Swearingen v. Late July Snacks, LLC, No. 3:13-cv-04324 (N.D. Cal.): The Court issued an order granting in part and denying in part Defendant’s motion to dismiss this putative ECJ class action, which alleges violations of California’s CLRA, FAL, and UCL, and a claim for unjust enrichment. Plaintiff alleges that Defendant has misleadingly used the term “evaporated cane juice” on the label of various products, including its Late July’s Classic Saltines Crackers, Classic Rich Crackers, Sea Salt By The Seashore Multigrain Snack Chips, and other varieties of crackers and snack chips. In partially granting the motion, the court held that a reasonable consumer would be deceived by Defendant’s use of the term ECJ on its labeling, its UCL, CLRA, and FAL claims were not preempted by federal law, and further held that Plaintiff satisfied its heightened pleading standard under Rule 9(b). With respect to Plaintiff’s unjust enrichment claim, the court held that because Plaintiff adequately pled reliance on Defendant‘s misrepresentation, it could also state a claim for unjust enrichment. The court dismissed Plaintiff’s nationwide class allegations with leave to amend because it failed to allege that putative class members purchased products outside of California. Finally, the court also dismissed Plaintiff’s request for injunctive relief as it failed to allege that it planned to purchase Defendant’s products in the future.

Court Dismisses ECJ Claims

Swearingen, et al. v. Healthy Beverage, LLC, et al., No. 3:13-cv-04385 (N.D. Cal.): The Court issued an order dismissing this ECJ action, which challenged Defendant’s use of the term “evaporated cane juice” on the ingredient lists for its Steaz Iced Green Tea and Steaz Organic Energy Drinks. The order dismissed with prejudice Plaintiffs’ UCL, FAL, and CLRA claims, which failed to plead reliance, and dismissed its unjust enrichment claim because it was inadequately plead.
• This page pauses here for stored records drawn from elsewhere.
PR #228, opened 2016-08-19
Minify webpack code in prod

mythmon:
In my testing, this takes the control bundle from 2.29MB to 727KB in production. It should also silence all the prop types in production. They are still there, just quieter.

@Osmose r?

### DIFF
--- a/circle.yml
+++ b/circle.yml
@@ -46,7 +46,7 @@ test:
         echo Starting Firefox
         firefox localhost:9876
       ) &
-      bin/ci/docker-run.sh -p 9876:9876 node bin/ci/karma-ci.js
+      bin/ci/docker-run.sh -e NODE_ENV=production -p 9876:9876 node bin/ci/karma-ci.js
     # Start the app, and run acceptance tests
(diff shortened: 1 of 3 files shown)


mythmon:
Note: This also should be running the JS tests on minified code in CI.

circle.yml
```diff
@@ -46,7 +46,7 @@ test:
         echo Starting Firefox
         firefox localhost:9876
       ) &
-      bin/ci/docker-run.sh -p 9876:9876 node bin/ci/karma-ci.js
+      bin/ci/docker-run.sh -e NODE_ENV=production -p 9876:9876 node bin/ci/karma-ci.js
```
Osmose: This doesn't have any effect because the karma tests use a different webpack config than the main one (I still see proptype errors in my test runs). Which is a separate bug. We'll want this in the long term though.

Osmose:
I kinda wish our webpack config was a bit more readable than it is, but that's for another PR.

This looks fine, and when run locally makes much smaller and faster-executing JS. r+. Nice work!

PR #229, opened 2016-08-20
Add Redux DevTools

Osmose:
Adds Redux DevTools to the control interface to make debugging easier. I've already used these to track down a bug, they're incredibly useful.

Also had to add the `PRODUCTION` and `DEVELOPMENT` globals to eslint so that it wouldn't be angry. Also also, I noticed that we weren't emitting sourcemaps in development mode, so I tacked on a commit adding that now that we can distinguish between the two.

@mythmon r?


Osmose:
Tests are failing because Karma isn't using the same config as the main Webpack config.

Osmose:
Okay. So the karma tests use the same webpack config that we use for building the site now, which fixes the issues with `DEVELOPMENT` not being defined. It's a little janky because it doesn't use the action config for building and testing the actions, but that was true before this PR anyway so whatever. Getting webpack and karma to play nicely is a bit rough.

Once I got that done, I got test failures from fetch 404ing. Webpack was injecting `isomorphic-fetch` by surrounding the module in a closure, which means that `fetch-mock`'s changes to `window.fetch` weren't visible to the code under test.

We're not running our tests in Node anymore, and the control interface probably doesn't need to support Firefox versions old enough to not support fetch, so I removed `isomorphic-fetch`.

The build keeps failing to download dependencies, not entirely sure why. Will look into this, but I think the code is ready.

Osmose:
Rebase fixed everything!

docs/dev/workflow.rst
```diff
@@ -163,3 +163,12 @@ To add a new action:
 
 To update an existing action, follow steps 4 and 5 above after making your
 changes.
+
+Redux DevTools
+--------------
+The control interface includes the `Redux DevTools`_ in development mode to help
+debug issues. To toggle the DevTools, hit ``Ctrl-H``. You can change the side of
+the screen the tools are docked on using ``Ctrl-Q``, and can resize the tools by
```
mythmon: `Ctrl-Q` is exit for most Firefox users.

mythmon:
Besides having a bad hotkey for docking the tools, this looks good to me.

I think that the devtools code will still be included in our production bundle, which makes it bigger. I think we can't really fix this without webpack 2.0. It also isn't active, so it won't slow down or bloat the app, so it should be fine.

mythmon:
r+

docs/dev/workflow.rst
Osmose: Whoops.

mythmon:
@Osmose any news here? Do you want to merge it with the bad hotkey? Or change it?

Osmose:
I'm willing/planning to change it but honestly I don't think anyone is even going to use that hotkey, so if you're fine with it let's merge it.

PR #232, opened 2016-08-25
control: Check for UITour on preview page, and give help if not available

mythmon:
I put a little implicit state machine in the previewer, it seems to work alright. The `ExecuteStatus` component is a bit verbose. I'd be interested in any ideas to trim it down a bit.

@brittanystoroz r?


brittanystoroz:
This is nice! Small merge conflict that needs to be resolved.

Re: cutting down the `ExecuteStatus` component, it would be nice if the switch case was just handling the inner text of the element. The only thing that's really changing about the element itself is the className on the icon. (class list includes `fa-circle` if the status is `executed`, otherwise it includes `fa-circle-thin`). You could do what you did with the `statusColor` variable and set a default `iconClass` variable to `fa-circle-thin`, then only change it under the `executed` case. Then you could at least move the span & icon elements down [here](https://github.com/mythmon/normandy/blob/c857575d9c98aa7539f3c96120cc4c3f6c8b854a/client/control/components/RecipePreview.js#L139). I don't know if it'll actually save you *lines* of code, but it'll certainly cleanup some of the repeat.

brittanystoroz:
Also, does the `statusEl` need to be wrapped in a `span` if we're already wrapping it in a `div`? I can't quite remember why I set it up that way, probably a styling thing. But it seems a little unnecessary looking at it now.

mythmon:
`statusEl` is wrapped in a `<span>` because we can't do `statusEl = <i className="fa fa-circle-thin pre" /> Initializing;`. Originally it was `[<i className="fa fa-circle=thin pre" />, 'Initializing']`, which works, but React got grumpy about not setting a key on the icon, and it was just a little messier.

You're write, moving the text and icon into prefs instead of repeating the JSX all the time helped. Want to merge this now?

client/control/components/RecipePreview.js
```diff
@@ -82,4 +99,52 @@ class RecipePreview extends React.Component {
...
+  switch (status) {
+    case 'start':
+    case 'uitourFound': {
+      statusColor = 'blue';
+      statusText = 'Initializing';
+      break;
+    }
+    case 'attempting': {
+      statusColor = 'green';
+      statusIcon = 'fa-circle-thin';
```
brittanystoroz: This should be `circle-thin` since you're already adding the `fa-` in line 138

mythmon: Nice catch!

brittanystoroz:
r+

PR #443, opened 2017-01-23
Bug 1325409: Remove unnecessary cleanup.

Osmose:
Cleanup is already run when the notification is removed, so calling it
in close() causes it to be called twice. Also, when the notification
is removed, it sends a Heartbeat event, which fails if cleanup has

New Filings – May 25, 2017

Brumfield, et al. v. Trader Joe’s Company, No. 1:17-cv-03239 (S.D.N.Y.): Putative class action for violation of the Magnuson-Moss Warranty Act, the deceptive acts or practices and false advertising provisions of the GBL, California’s CLRA, FAL, and UCL, and raising claims for breach of express and implied warranties, unjust enrichment, negligent misrepresentation, and fraud. Plaintiffs allege that Defendant falsely markets and sells its Trader Joe’s Black Truffle Flavored Extra Virgin Olive Oil as being flavored by actual black truffles, when it is flavored by an industrially-produced, chemically-derived perfume known as 2,4-dithiapentane.

Jessani, et al. v. Monini North America, Inc., No. 1:17-cv-03257 (S.D.N.Y.): Putative class action for violation of the Magnuson-Moss Warranty Act, the deceptive acts or practices and false advertising provisions of the GBL, California’s CLRA, FAL, and UCL, and raising claims for breach of express and implied warranties, unjust enrichment, negligent misrepresentation, and fraud. Plaintiffs allege that Defendant falsely markets and sells its Monini White Truffle Flavored Extra Virgin Olive Oil and Monini Black Truffle Flavored Extra Virgin Olive Oil as being flavored by actual black truffles, when it is flavored by an industrially-produced, chemically-derived perfume known as 2,4-dithiapentane.